TRY IT: Look at each line below and tally those holding "utils"; answer with that figure and nothing else.

EXTRACTED MATERIAL:
Issue #247, opened 2025-08-27
Add support for Actorized MCP server to `call-actor` tool


MQ37:
Right now the Actorized MCP servers cannot be used through the `call-actor` tool. We need to figure out a way how to support them through this tool. Maybe leverage the multi-step nature the tool?

PR #274, opened 2025-09-17
feat: call-actor add support for MCP server Actors

MQ37:
closes https://github.com/apify/apify-mcp-server/issues/247

**This is initial implementation, we will discuss this with JC and improve.**

This PR adds support for using MCP server Actors via the `call-actor` tool.

Proposed workflow:

- First the MCP client (LLM) uses the `call-actor` for the MCP Actor with `step=info`, this connects to the standby Actor MCP server, lists the tools and returns a list of all Actor MCP tools with their input schema
- To call any MCP server Actor tools the client has to use special Actorn name name syntax `{mcp actor name}:{toolname}` in `step=call`

Other changes:

- Moved `call-actor` to a separate file and the related logic to `utils/`

Notes:

**In case of Skyfire we just return MCP server (standby) Actors are not supported.**


src/tools/call-actor.ts
```diff
@@ -0,0 +1,238 @@
+import type { Client } from '@modelcontextprotocol/sdk/client/index.js';
```
jirispilka: renaming actor.ts to call-actor.ts make sense but it'll create a mege conflict in other PR. I can fix but it is extra work, just for renaming file :shrug

src/utils/actor.ts
```diff
@@ -1,6 +1,316 @@
...
+            actorsMCPServerTools.push(...serverTools);
+        } finally {
+            if (client) await client.close();
+        }
+    }
+
+    return actorsMCPServerTools;
+}
+
+export async function getActorsAsTools(
```
jirispilka: Again, this just begs for merge conflict and extra work for us (without much benefit :( crying a lot))

MQ37:
> Looks good, but I would really love if I would have to solve merge conflicts with this PR: #275
> 
> And I told you that :(

Sorry, already did that before you told me :( Will revert the changes and we can then create a refactor PR.

MQ37:
reverted all the refactors, please give final approve and I will merge @jirispilka

PR #277, opened 2025-09-18
fix: duplicate skyfire description when listing tools multiple times

MQ37:
Currently when listing multiple times the description is always appended and the tool description explodes. This fixes it so we modify the description only on tool upsert.


jirispilka (approved):
Thanks!

PR #281, opened 2025-09-19
fix: Change dxt to mcpb in release cicd

MQ37:


jirispilka:
@MQ37 I can't add you to the review, for some reason, can you please check?

BTW. we need to fix this in order to release apify-mcp-server :)

PR #290, opened 2025-09-24
fix: Update github workflows

jirispilka:
I think we need to add a workflow to fix auto-versioning of deployment. The step, which update_changelog causes the release.yaml to fail when the release is triggered with auto-mode.

I Haven't tested this yet


MQ37:
for now we decided to pospone this PR and just use the `custom` (manual) versioning which is working as expected

PR #299, opened 2025-09-30
feat: swap call-actor with add-actor for actors tool category for supported clients

MQ37:
closes https://github.com/apify/ai-team/issues/93

### DIFF
--- a/package-lock.json
+++ b/package-lock.json
@@ -20,7 +20,7 @@
         "apify-client": "^2.12.6",
         "cheerio": "^1.1.2",
         "express": "^4.21.2",
-        "mcp-client-capabilities": "^0.0.4",
+        "mcp-client-capabilities": "^0.0.5",
         "to-json-schema": "^0.2.5",
         "turndown": "^7.2.0",
         "yargs": "^17.7.2",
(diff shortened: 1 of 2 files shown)


src/utils/tools-loader.ts
```diff
@@ -68,6 +71,14 @@ export async function loadToolsFromInput(
             }
 
             const categoryTools = toolCategories[selector as ToolCategory];
+
+            // Handler client capabilities logic for 'actors' category to swap call-actor for add-actor
+            // if client supports dynamic tools.
+            if (selector === 'actors' && doesMcpClientSupportDynamicTools(initializeRequestData)) {
+                internalSelections.push(...categoryTools.filter((t) => t.tool.name !== 'call-actor'));
```
jirispilka: Should we use the name from the tools enum?

jirispilka (approved):
Looks good to me. I don't llike that we need to pass InitializedRequest around but I don't see a better way. 

Thanks. I update the readme a bit

src/utils/tools-loader.ts
MQ37: Yes, missed that - thank you :+1:

Issue #282, opened 2025-09-19
Fix the tool output markdown format based on JC sync


MQ37:
Context: https://docs.google.com/document/d/1JScVXMhRjMuztqcHqL94WhvlofNjxrAj34Ani9LOz-k/edit?tab=t.0#heading=h.scx5khoaj0eq

MQ37:
@jirispilka We already did markdown formatting for tools where it makes sense and now as we want to implement the TOON format https://github.com/apify/apify-mcp-server/issues/913 this is not really relevant I think. I would close this issue.

jirispilka:
Yes, let's close it

PR #320, opened 2025-10-23
feat: improve tool output json markdown format

MQ37:
related to https://github.com/apify/apify-mcp-server/issues/282

Improved the output format by wrapping JSON in the backtick JSON markdown block (as per JC's feedback)

### DIFF
--- a/src/tools/actor.ts
+++ b/src/tools/actor.ts
@@ -407,7 +407,7 @@ EXAMPLES:
                             }
                             const toolsResponse = await client.listTools();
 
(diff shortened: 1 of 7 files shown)


jirispilka (changes requested):
Thanks! But le'ts not use indent:
```
JSON.stringify(datasets, null, 2)
```

For some reason it cost almost double of the tokens: https://github.com/apify/apify-mcp-server/pull/283#issuecomment-3323763589

"On real data from Google map, JSON to markdown is 11% smaller for normal JSON (JSON.stringify without formatting params) and 44% smaller than formatted JSON JSON.stringify(json, null, 2)"

PR #321, opened 2025-10-25
feat: Update search-actors tool

jirispilka:
I really struggled to get GPT to work, so I ended up analyzing agentic prompts to better understand their tool instructions.

I had to update the system prompt so that GPTs would actually recognize that there are tools available to use.
```
You are a helpful assistant with a set of tools.

Follow these rules regarding tool calls:
1. ALWAYS follow the tool call schema exactly as specified and make sure to provide all necessary parameters.
2. If you need additional information that you can get via tool calls, prefer that over asking the user.
3. Only use the standard tool call format and the available tools.
```

Other changes:
- Changed tool description and arguments description
- Refactored evaluation

Edit - there is a failed test cases analysis file that can be used to continue with other tools

### DIFF
--- a/evals/2025-11-04-failed-cases-analysis.md
+++ b/evals/2025-11-04-failed-cases-analysis.md
@@ -1,0 +1,275 @@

SOLUTION TO THE EXERCISE: 4